§ Data records:
PR #7109, opened 2020-04-01
clear relationships during delete

pieter-v:
While investigating memory usage of our application, where we load a large amount of data and afterwards destroy/unload it again, I noticed that the `recordData` objects are not destroyed and kept consuming memory. I tracked it down to `Relationships` not being cleared during unload.


pieter-v:
This also fixes the failing test defined in #6600

runspired:
@pieter-v thanks! could you work with @eodb to clean up #6600 a bit so that we can close that off too?

PR #7126, opened 2020-04-15
Bugfix for wrong hasMany relationship state in scenario of sideposting with lid

andreyfel:
The issue appeared in a sideposting scenario:
- model A has has many relationship to model B.

- instance of model A and instance of model B are created on the client,

- model A is saved along with model B sent in `include` section of payload; the linking is done through `lid`

- server persisted both models and sent the response with server-generated `id` along with `lid` sent by the client.

- when hasMany.updateData() was called while the response payload was  pushed to the store it couldn't match the record which was already in the store with the record data contained in the relationship data because `lid` was omitted.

§ What the task requires: Using the records, work out how many lines include "response", and reply with that number alone.

§ Exercise solution: 2